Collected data

PR #200, opened 2026-07-25
feat(primer): slim system prompt — How-to-chat rewrite + skill-per-category reorg

hellohanchen:
## What & why

Slims the shared primer to the essentials (how to chat + collaboration) and moves every tool's usage into per-category skills that agents load on demand. Stacked on #194 (notes) — base is `feat/notes-mcp-tools`.

## Primer (`DEFAULT_SHARED_CLAUDE_MD`)

- **Concepts-first ordering**: Spaces/channels/DMs moved above "How messages arrive"; intro reframed ("You communicate with humans and other agents on Puffo").
- **Metadata block**: `post_id` → `envelope_id` (renderer too), `channel`/`channel_id` absent for DMs (renderer omits them), new `direct_message: true` (DM-only), `thread_root_id` + `sender_slug` comments tightened.
- **"How to reply" → "How to chat"**: understand the message and your role first, then seven decisions — reply-or-`[SILENT]`; thread vs root (preference → standing rules → precedent → consensus → DM=root / busy-channel=thread); explicit visibility + auto-correction; freshness re-pull; proactively starting conversations; using memory; multi-message turns. Mechanics kept to agent-facing rules (daemon internals removed per agent feedback).
- **Toolkit section**: signature-only, grouped into 9 categories, each pointing at its skill.
- Memory + Shared-filesystem become sub-sections of "Your workspace".

## MCP changes

- `get_post` → **`get_envelope(envelope_ref)`** (all wiring surfaces).
- `send_message` gains **`dm="<slug>"`** (≡ `channel="@slug"`, mutually exclusive, `@`-tolerant).
- `get_dm_history` gains **`since=<msg_id>`** through the whole chain (store SQL → data-service route → HTTP + in-process clients → tool).
- `list_skills` now scans the **codex mirror dir** (`.agents/skills`) too — codex agents previously saw none of the managed skills.

## Skills reorg (10 managed skills)

[...]

PR #227, opened 2026-08-11
(Reopen) PUF-402: forward-port the sync_host_mcp regression test to main

hellohanchen:
## PUF-402: forward-port the sync_host_mcp regression test to main

**Zero behavior change. Pure test.** The bug the test guards against is *not* on `main` today — main correctly forwards `sync_host_mcp(template_id=...)` → `sync_mcp(template_id=template_id)`. The bug happened on `feat/slim-primer` (PR #200) when commit `34a31df` renamed the agent-facing param to `name` and left the forward naming the old one — every call raised `TypeError` at runtime because `PuffoRpcClient.sync_mcp` is keyword-only `template_id`.

The 1-line fix + 2 regression tests originally went out on `feat/slim-primer` stacked with the UX rename. Per Vase's `msg_43e7c69a` — "open a new puffo-agent PR based on latest main" — this PR forward-ports only the **regression tests**, without extracting the `34a31df` UX rename (that's a product decision, held separately).

### What this PR does

Adds two tests + a keyword-only stub to `tests/test_puffo_core_tools.py`:

- **`_StubRpc`** — mirrors real `PuffoRpcClient` shape: `async def sync_mcp(self, *, template_id: str)`. Keyword-only, so any forward that names the arg something else raises `TypeError` here exactly as it does in production.
- **`test_sync_host_mcp_forwards_to_keyword_only_template_id`** — pins that whatever the agent-facing param ends up called, the internal forward passes `template_id=...` to `sync_mcp`.
- **`test_sync_host_mcp_raises_when_rpc_unavailable`** — non-regression: `cfg.rpc_client is None` raises `RuntimeError` with the `PUFFO_RPC_URL` guidance string (not `AttributeError` on None).

### Verification

Solution reverse-verified by injecting the exact `#200` bug pattern into `src/puffo_agent/mcp/puffo_core_tools.py`:

1. Rename agent-facing param to `name`
2. Change forward to `sync_mcp(name=name)`
3. Update test's `tool.fn` call to `name="linear"` (as a committer would after the rename)

Result: `test_sync_host_mcp_forwards_to_keyword_only_template_id` reds with the **exact production TypeError**:

```
E    TypeError: _StubRpc.sync_mcp() got an unexpected keyword argument 'name'
     at src/puffo_agent/mcp/puffo_core_tools.py:1238
     return await cfg.rpc_client.sync_mcp(name=name)
```

Not an assertion failure — the same TypeError shape that would ship to users. Restored intact.

### Numbers

Per Cal's [[test-count-baseline-compare]] recommendation to use `--junitxml` for reliable count (pytest `-q` summary can be eaten by warning blocks):

- Base (`origin/main` `431bb77`): 2377 tests, 0 failures, 0 errors (independently measured)
- Branch (`af2d311`): **2379 tests**, 0 failures, 0 errors, 2 skipped (permission mode + Windows-only proc test — both expected)
- Delta: **+2 tests**, no code changes

PySide6-collection-error ignore list derived at runtime per Cal's snippet (not enumerated — enumerated lists go stale, derived don't; same enumerate-vs-derive lesson from PUF-396):

```
IGN=$(grep -rlE "PySide6" tests/ | sed 's/^/--ignore=/' | tr '\n' ' ')
pytest $IGN --junitxml=<file> -q
```

### Why not just extract the UX rename too?

That's Vase's product decision. The `34a31df` rename (`sync_host_mcp(template_id)` → `sync_host_mcp(name)`) is a UX improvement stacked on top of `feat/slim-primer`; extracting it independently would be "publishing half a branch." If Vase wants the rename on main, single follow-up PUF for that rename explicitly.

**This PR ships the test, not the rename.** When/if the rename lands, this test is already there — a forward that forgets to translate the new param name to `template_id` will red immediately, not silently ship a `TypeError` to every caller.


Glimmer0x:
Closing as unnecessary after the Agent Foundation consolidation. The PR explicitly contains zero behavior change and guards a bug that is not on `main`; the tool now lives in `core_host_mcp_tools.py` and still forwards `template_id=template_id` to the keyword-only RPC. Given the current test-volume policy, carrying two extra tests against the pre-consolidation test module is not justified.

Exercise goal:
Each line of the records should be transcribed without change.

Your solution:
PR #200, opened 2026-07-25
feat(primer): slim system prompt — How-to-chat rewrite + skill-per-category reorg

hellohanchen:
## What & why

Slims the shared primer to the essentials (how to chat + collaboration) and moves every tool's usage into per-category skills that agents load on demand. Stacked on #194 (notes) — base is `feat/notes-mcp-tools`.

## Primer (`DEFAULT_SHARED_CLAUDE_MD`)

- **Concepts-first ordering**: Spaces/channels/DMs moved above "How messages arrive"; intro reframed ("You communicate with humans and other agents on Puffo").
- **Metadata block**: `post_id` → `envelope_id` (renderer too), `channel`/`channel_id` absent for DMs (renderer omits them), new `direct_message: true` (DM-only), `thread_root_id` + `sender_slug` comments tightened.
- **"How to reply" → "How to chat"**: understand the message and your role first, then seven decisions — reply-or-`[SILENT]`; thread vs root (preference → standing rules → precedent → consensus → DM=root / busy-channel=thread); explicit visibility + auto-correction; freshness re-pull; proactively starting conversations; using memory; multi-message turns. Mechanics kept to agent-facing rules (daemon internals removed per agent feedback).
- **Toolkit section**: signature-only, grouped into 9 categories, each pointing at its skill.
- Memory + Shared-filesystem become sub-sections of "Your workspace".

## MCP changes

- `get_post` → **`get_envelope(envelope_ref)`** (all wiring surfaces).
- `send_message` gains **`dm="<slug>"`** (≡ `channel="@slug"`, mutually exclusive, `@`-tolerant).
- `get_dm_history` gains **`since=<msg_id>`** through the whole chain (store SQL → data-service route → HTTP + in-process clients → tool).
- `list_skills` now scans the **codex mirror dir** (`.agents/skills`) too — codex agents previously saw none of the managed skills.

## Skills reorg (10 managed skills)

[...]

PR #227, opened 2026-08-11
(Reopen) PUF-402: forward-port the sync_host_mcp regression test to main

hellohanchen:
## PUF-402: forward-port the sync_host_mcp regression test to main

**Zero behavior change. Pure test.** The bug the test guards against is *not* on `main` today — main correctly forwards `sync_host_mcp(template_id=...)` → `sync_mcp(template_id=template_id)`. The bug happened on `feat/slim-primer` (PR #200) when commit `34a31df` renamed the agent-facing param to `name` and left the forward naming the old one — every call raised `TypeError` at runtime because `PuffoRpcClient.sync_mcp` is keyword-only `template_id`.

The 1-line fix + 2 regression tests originally went out on `feat/slim-primer` stacked with the UX rename. Per Vase's `msg_43e7c69a` — "open a new puffo-agent PR based on latest main" — this PR forward-ports only the **regression tests**, without extracting the `34a31df` UX rename (that's a product decision, held separately).

### What this PR does

Adds two tests + a keyword-only stub to `tests/test_puffo_core_tools.py`:

- **`_StubRpc`** — mirrors real `PuffoRpcClient` shape: `async def sync_mcp(self, *, template_id: str)`. Keyword-only, so any forward that names the arg something else raises `TypeError` here exactly as it does in production.
- **`test_sync_host_mcp_forwards_to_keyword_only_template_id`** — pins that whatever the agent-facing param ends up called, the internal forward passes `template_id=...` to `sync_mcp`.
- **`test_sync_host_mcp_raises_when_rpc_unavailable`** — non-regression: `cfg.rpc_client is None` raises `RuntimeError` with the `PUFFO_RPC_URL` guidance string (not `AttributeError` on None).

### Verification

Solution reverse-verified by injecting the exact `#200` bug pattern into `src/puffo_agent/mcp/puffo_core_tools.py`:

1. Rename agent-facing param to `name`
2. Change forward to `sync_mcp(name=name)`
3. Update test's `tool.fn` call to `name="linear"` (as a committer would after the rename)

Result: `test_sync_host_mcp_forwards_to_keyword_only_template_id` reds with the **exact production TypeError**:

```
E    TypeError: _StubRpc.sync_mcp() got an unexpected keyword argument 'name'
     at src/puffo_agent/mcp/puffo_core_tools.py:1238
     return await cfg.rpc_client.sync_mcp(name=name)
```

Not an assertion failure — the same TypeError shape that would ship to users. Restored intact.

### Numbers

Per Cal's [[test-count-baseline-compare]] recommendation to use `--junitxml` for reliable count (pytest `-q` summary can be eaten by warning blocks):

- Base (`origin/main` `431bb77`): 2377 tests, 0 failures, 0 errors (independently measured)
- Branch (`af2d311`): **2379 tests**, 0 failures, 0 errors, 2 skipped (permission mode + Windows-only proc test — both expected)
- Delta: **+2 tests**, no code changes

PySide6-collection-error ignore list derived at runtime per Cal's snippet (not enumerated — enumerated lists go stale, derived don't; same enumerate-vs-derive lesson from PUF-396):

```
IGN=$(grep -rlE "PySide6" tests/ | sed 's/^/--ignore=/' | tr '\n' ' ')
pytest $IGN --junitxml=<file> -q
```

### Why not just extract the UX rename too?

That's Vase's product decision. The `34a31df` rename (`sync_host_mcp(template_id)` → `sync_host_mcp(name)`) is a UX improvement stacked on top of `feat/slim-primer`; extracting it independently would be "publishing half a branch." If Vase wants the rename on main, single follow-up PUF for that rename explicitly.

**This PR ships the test, not the rename.** When/if the rename lands, this test is already there — a forward that forgets to translate the new param name to `template_id` will red immediately, not silently ship a `TypeError` to every caller.


Glimmer0x:
Closing as unnecessary after the Agent Foundation consolidation. The PR explicitly contains zero behavior change and guards a bug that is not on `main`; the tool now lives in `core_host_mcp_tools.py` and still forwards `template_id=template_id` to the keyword-only RPC. Given the current test-volume policy, carrying two extra tests against the pre-consolidation test module is not justified.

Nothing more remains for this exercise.